In arithmetic, the result of the division of two integers usually cannot be expressed with an integer quotient, unless a remainder—an amount "left over" after the division—is also accepted.

## The remainder for natural numbers

Given a natural number a and a non-zero natural number d, it can be shown that there exist unique integers q and r, such that a = qd + r and 0 ≤ r < d. The number q is called the quotient, while r is called the remainder.

### Examples

• When dividing 13 by 10, 1 is the quotient and 3 is the remainder, since 13=1×10+3.
• When dividing 26 by 4, 6 is the quotient and 2 is the remainder, since 26=6×4+2.
• When dividing 56 by 7, 8 is the quotient and 0 is the remainder, since 56=8×7+0.
• When dividing 9 by 10, 0 is the quotient and 9 is the remainder, since 9=0×10+9.

## The case of general integers

If a and d are integers with d being non-zero, then a remainder is an integer r such that a = qd + r for some integer q, and with 0 ≤ |r| < |d|.
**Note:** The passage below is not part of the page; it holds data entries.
PR #408, opened 2022-12-29
Improve type safety wrt locking.

zenhack:
This patch introduces a lockedConn type:
    
```
type lockedConn Conn
```
    
...and moves all methods that require the caller to hold c.lk onto it. It provides methods for running functions while holding the lock.
 
This makes it much harder to introduce bugs where a method is being called without holding the lock as required, or vice versa.
    
The patch also fixes a few call sites that were in fact not doing locking correctly, which were caught by the type checker.

The second commit also cleans up some bitrot in the implementation advice comment in rpc.go

### DIFF
--- a/rpc/answer.go
+++ b/rpc/answer.go
@@ -198,8 +198,8 @@ func (ans *answer) Return(e error) {
 
 	var err error
 
-	syncutil.With(&ans.c.lk, func() {
-		err = ans.sendReturn(rl)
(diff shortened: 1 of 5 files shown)


lthibault (approved):
LGTM.

>The patch also fixes a few call sites that were in fact not doing locking correctly, which were caught by the type checker.

Paying dividends already 😃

When defined this way, there are two possible remainders. For example, the division of -42 by -5 can be expressed as either

-42 = 9 ×(-5) + 3

or

-42 = 8 ×(-5) + (-2).

So the remainder is then either 3 or -2.

This ambiguity in the value of the remainder is not very serious; in the case above, the negative remainder is obtained from the positive one just by subtracting 5, which is d. This holds in general. When dividing by d, if the positive remainder is r1, and the negative one is r2, then

r1 = r2 + d.

## The remainder for real numbers

When a and d are real numbers, with d being non-zero, then a can be divided by d without remainder, with the quotient being another real number. If the quotient is constrained to being an integer, however, the concept of remainder is still necessary. It can be proved that there exists a unique integer quotient q and a unique real remainder r such that a=qd+r with 0≤r < |d|. Similar to the case of division of integers, the remainder could be required to be negative, that is, -|d| < r ≤ 0.

Extending the definition of remainder for real numbers, as described above, is not of theoretical importance in mathematics; however, many programming languages implement this definition—see modulo operation for more.